News from the FDA/CDC

FDA approves pomalidomide for Kaposi sarcoma


The Food and Drug Administration has granted accelerated approval to pomalidomide (Pomalyst, Bristol-Myers Squibb) for the treatment of AIDS-related Kaposi sarcoma that is resistant to highly active antiretroviral therapy (HAART) or that occurs in HIV-negative patients.

Pomalidomide is the only oral agent and first new treatment option for Kaposi sarcoma in more than 20 years, according to the company.

The drug, a thalidomide analogue, is already marketed for the treatment of multiple myeloma.

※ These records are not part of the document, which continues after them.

Issue #149, opened 2018-04-20
Make check and diff not mutually exclusive


tomelliff:
Operating system: Ubuntu 16.04
Python version:
```
$ python --version
Python 3.6.3
```
Black version:
```
$ black --version
black, version 18.4a2
```
---

Running `black --check --diff` exits with:
> Error: Options --check and --diff are mutually exclusive
In CI it's nice to have auto-formatters explain exactly what it wants to change so running `--check` and `--diff` would be useful. Sadly `--diff` alone exits 0 if it needs to change things so I can't just use that.

ambv:
What's the use case for `--check --diff`?

ambv:
Oh, I just read the description in the blockquote. Sure, we can do this.

tomelliff:
Ha @csurfer, looks like you beat me to it and also got around to adding tests too. I'll leave it to you if you're happy to close this? Thanks for working on it by the way :)

csurfer:
@tomelliff : Ya its closed now. :)

PR #155, opened 2018-04-21
[#149] Make check and diff not mutually exclusive

csurfer:
This change adds the ability to use both `--check` and `--diff` together to see the proposed changes and adds a test to verify that these options can indeed be called together.

### DIFF
--- a/tests/test_black.py
+++ b/tests/test_black.py
@@ -596,13 +596,22 @@ class BlackTestCase(unittest.TestCase):
             black.write_cache({}, [])
 
     def test_check_diff_use_together(self) -> None:
-        with cache_dir() as workspace:
-            src = (workspace / "test.py").resolve()
-            with src.open("w") as fobj:
-                fobj.write("print('hello_bad_indented')")
-            result = CliRunner().invoke(black.main, [str(src), "--diff", "--check"])
+        with cache_dir():
+            # Files which will be reformatted.
+            src1 = (THIS_DIR / "string_quotes.py").resolve()
+            result = CliRunner().invoke(black.main, [str(src1), "--diff", "--check"])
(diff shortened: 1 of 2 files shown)


tests/test_black.py
```diff
@@ -595,6 +595,15 @@ def test_write_cache_write_fail(self) -> None:
             mock.side_effect = OSError
             black.write_cache({}, [])
 
+    def test_check_diff_use_together(self) -> None:
```
ambv: Instead of creating a temp file (which is slow), just run -the command on two existing files. I suggest`tests/string_quotes.py` and `tests/composition.py`. The former should return exit code 1, the latter should return exit code 0. The former should produce a diff, the latter should not produce a diff.

ambv:
Thanks for your pull request!

csurfer:
No luck. Let me know if I need to do something to make it easier.

ambv:
Oh man, this PR now includes way more changes than you intended. You will probably want to create a new pull request, which will probably be faster for you than recovering from this mess. This time create a branch for your changes which will make rebasing easier and less error-prone.

To not lose your changes, pipe `git show YOUR_REVISION >patch.diff` of your revision to a file. Then on a clean branch you can reapply the diff with `patch -p1 <patch.diff`.

CMCDragonkai:
Is there a MR for this? I'd like to use `--check` and `--diff` together in CI to show the team what they need to change to pass MR review?

hugovk:
They're already available in the released version. 

https://github.com/psf/black/blob/master/README.md#installation-and-usage

hugovk:
They're already available in the released version. 

https://github.com/psf/black/blob/master/README.md#installation-and-usage

PR #161, opened 2018-04-23
[#149] Make check and diff not mutually exclusive

csurfer:


csurfer:
@ambv : Here you go. Raised request from a separate branch. For some reason my local repo is screwed up.

PR #163, opened 2018-04-24
Make cache work with non-default line lenghts

### LINKED ISSUE #158: Line length changes are not taken into account for cached files
After running `black file.py`, `black file.py -l 80` doesn't even try reformatting `file.py` if it hasn't changed since the previous invocation.

ojii:
Fixes #158

Stores the cache per-line-length-setting.

### DIFF
--- a/README.md
+++ b/README.md
@@ -448,9 +448,9 @@ location of the file depends on the black version and the system on which black
 is run. The file is non-portable. The standard location on common operating systems
 is:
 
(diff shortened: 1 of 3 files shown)


ambv:
From AppVeyor:

C:\Python36\python.exe -m mypy black.py tests/test_black.py
tests\test_black.py:631:5: error: Function is missing a type annotation

Install pre-commit on your checkout, Jonas :-)

ojii:
> Install pre-commit on your checkout, Jonas :-)

Done and sorry about that!

PR #165, opened 2018-04-24
Support parsing of async generators in non-async functions

### LINKED ISSUE #125: Can't parse `return (i * 2 async for i in arange(n))`

zsol:
This is a new syntax added in python3.7, so black can't verify that reformatting will not change the ast unless black itself is run with 3.7. We'll need to change the error message black gives in this case. @ambv any ideas?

Pomalidomide has “shown positive results in Kaposi sarcoma patients, regardless of their HIV status,” said Robert Yarchoan, MD, chief of the HIV and AIDS Malignancy Branch, National Cancer Institute, in a press statement.

The conditional approval is based on the 71% overall response rate observed in a phase 1/2 open-label, single-arm clinical trial that involved 28 patients, 18 of whom were HIV positive and 10 of whom were HIV negative.

Most of the responses were partial (57%; 16/28); 14% (4/28) were complete. Median duration of response was 12.1 months. Additionally, for half of the patients who showed a response, that response was maintained for more than 12 months.

Patients received 5 mg of pomalidomide once daily for 21 of 28-day cycles until disease progression or unacceptable toxicity occurred.

Permanent discontinuation because of an adverse reaction occurred in 11% (3/28) of patients.

Adverse reactions (≥20%) included maculopapular rash (71%), constipation (71%), fatigue (68%), nausea (36%), diarrhea (32%), cough (29%), dyspnea (29%), peripheral edema (29%), upper respiratory tract infection (29%), muscle spasms (25%), hypothyroidism (21%), dry skin (21%), and chills (21%).

Grade 3 or 4 adverse reactions included maculopapular rash (3.6%), diarrhea (3.6%), and peripheral edema (3.6%).

Grade 3 or 4 laboratory abnormalities (≥5%) that worsened from baseline included decreased absolute neutrophil count (50%), decreased phosphate level (25%), elevated glucose level (7%), and elevated creatine kinase level (7%).

As a thalidomide analogue, pomalidomide includes a boxed warning in the prescribing information; thalidomide is a known human teratogen that causes severe birth defects or embryo-fetal death. Deep vein thrombosis, pulmonary embolism, myocardial infarction, and stroke can occur in patients treated with pomalidomide; thromboprophylaxis is recommended.

Pomalidomide is available only through a restricted distribution program, Pomalyst REMS.